58Some light was cast on the value of its occupation of the hotel by the rent which Mr Schmidt had agreed to pay under the lease. It could also have been established by evidence as to the rent someone else was prepared to pay.
59That Gigi might have been better off, had it rented the property out to someone else prepared to pay what Mr Schmidt had agreed, is not a basis upon which damages may be ordered against Mr Schmidt. That, in reality, is what Gigi's claim amounted to, that Mr Schmidt should pay it damages because it would have achieved a more profitable outcome, had it not terminated the lease or had it leased the hotel to someone else, rather than having operated the hotel itself.

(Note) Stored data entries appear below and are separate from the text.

PR #624, opened 2022-09-07
[KrylovSolvers] inner constructors -> outer constructors

amontoison:
@paraynaud 
It should solve our issue with `CgSolver`.

### DIFF
--- a/src/krylov_solvers.jl
+++ b/src/krylov_solvers.jl
@@ -68,29 +68,29 @@ mutable struct MinresSolver{T,FC,S} <: KrylovSolver{T,FC,S}
   err_vec    :: Vector{T}
   warm_start :: Bool
   stats      :: SimpleStats{T}
+end
 
-  function MinresSolver(n, m, S; window :: Int=5)
-    FC = eltype(S)
-    T  = real(FC)
-    Δx = S(undef, 0)
-    x  = S(undef, n)
-    r1 = S(undef, n)
-    r2 = S(undef, n)
-    w1 = S(undef, n)
-    w2 = S(undef, n)
-    y  = S(undef, n)
-    v  = S(undef, 0)
-    err_vec = zeros(T, window)
-    stats = SimpleStats(0, false, false, T[], T[], T[], "unknown")
-    solver = new{T,FC,S}(Δx, x, r1, r2, w1, w2, y, v, err_vec, false, stats)
-    return solver
-  end
+function MinresSolver(n, m, S; window :: Int=5)
+  FC = eltype(S)
+  T  = real(FC)
+  Δx = S(undef, 0)
+  x  = S(undef, n)
+  r1 = S(undef, n)
+  r2 = S(undef, n)
+  w1 = S(undef, n)
+  w2 = S(undef, n)
+  y  = S(undef, n)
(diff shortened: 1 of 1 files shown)


paraynaud:
Yesterday, I worked on a forked version of Krylov.jl and I defined my own `CgSolver` from `PartitionedVector` (after defining the constructors out the `mutable struct CgSolver`).
Now I am trying to make `cg` works on these `PartitionedVector`s.

ChrisRackauckas:
https://github.com/JuliaSmoothOptimizers/Krylov.jl/blame/main/src/krylov_solvers.jl#L1548

Most array types do not have an undef initializer. Is there a reason this was used/assumed? Is the plan to no longer support generic array types in this package?

amontoison:
> https://github.com/JuliaSmoothOptimizers/Krylov.jl/blame/main/src/krylov_solvers.jl#L1548
> 
> Most array types do not have an undef initializer. Is there a reason this was used/assumed?

I use `undef` because I don't want to initialize vectors when I create the workspace.
The vectors of a `KrylovSolver` are initialized in the associated Krylov method.
It's the same behaviour if I just create a `KrylovSolver` is if I want to reuse the `KrylovSolver`.

I use the type of `b` to determine the best type of `DenseVector` that we will use to store the vectors of the workspace.
It's the function [ktypeof](https://github.com/JuliaSmoothOptimizers/Krylov.jl/blob/main/src/krylov_utils.jl#L196-L223).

60On Gigi's approach, even if the market had been rising, it would have been entitled to mitigate its damages by occupying the property, operating the business at a profit and still recovering from Mr Schmidt the difference between the profits it generated in its operation of the hotel and what was payable under the lease. On its approach, Gigi's damages would increase, the more unprofitable its operation of the hotel was
61This is because the damages sought were calculated by reference to the amount payable under the lease for the balance of its term and deducting from that amount, the profits Mr Bell assessed had been generated by Gigi's operation of the hotel. He did not consider the value of Gigi's occupation of the property. It followed that his was an exercise which was not relevant to any issue lying between the parties.
62Gigi's approach paid no regard to a relevant consideration to its claim for loss of bargain damages, namely the value of its occupation of the property, which must of necessity be assessed by reference to what the property could have been rented for in the marketplace. Instead it rested on an irrelevant consideration, namely its ability, or success, in operating the hotel business it chose to conduct there. That did not depend on what rent the property could have commanded in the marketplace at the time, but other matters, such as Gigi's business acumen and operational skills, or lack of them, as well as the impact of other extraneous matters, on the successful operation of the business.
63In the result, it had to be accepted that Mr Bell's reports were inadmissible, being irrelevant to any fact in issue in the proceedings. Gigi made a commercial decision to occupy the property itself in order to operate the hotel, thereby satisfying its obligation to mitigate its damages. Its success in that operation during the period the lease would have run, had it not been terminated by the lockout, is not a basis upon which any damages flowing from its termination of Mr Schmidt's lease, when he fell two weeks in arrears in payment of his rent, could be assessed.